On 13 July 1814 Narcissus captured Governor Shelby, Captain John H. Hall, was a letter of marque schooner of 184 tons (bm), built at Queen Anne's County, Maryland, in 1812 and commissioned on 11 December 1813. She was armed with three 4-pounder guns and had a crew of 11 men. (Note: Head money was paid on 13 August 1816. A first-class share was worth £12 19s 5d; a sixth-class share, that of an ordinary seaman, was worth 2s 0½d.)

On 9 October 1814 Narcissus was contacted by HMS Dispatch, which requested support in taking the USRC Eagle, which had run aground in Long Island Sound. Upon returning to the site of Eagle, Narcissus and Dispatch found that the damaged Eagle had been re-floated. Eagle retreated and was beached and her crew moved to the shore to direct musket fire against British barges attempting to attach tow cables to the wrecked hulk. By noon on 13 October, the Royal Navy had managed to take Eagle under tow and she was captured.

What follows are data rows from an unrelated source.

PR #5486, opened 2026-09-04
REDO #5425: refactor(srs-gen/`PhySysDesc`): automatically retrieve program name from `SmithEtAlSRS` instead of manually passing around the program name through `SRSDecl`

balacij:
This PR is a duplicate of #5425, created because it was originally merged into #5423 but #5423 is currently blocked. So, we can redo that PR targeting `main`. Original PR description:

> Contributes to #5414 
>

Narcissus remained in North America for a year after the war. On 4 April 1816 she departed Halifax for Bermuda. On 14 April she departed Bermuda, and arrived at Portsmouth on 2 May 1816. She was ordered to sail up the Thames, to be paid off, arriving at Gravesend on 7 May 1816.

==Fate==
Narcissus was used as a convict ship from December 1823 until she was sold for breaking up in January 1837.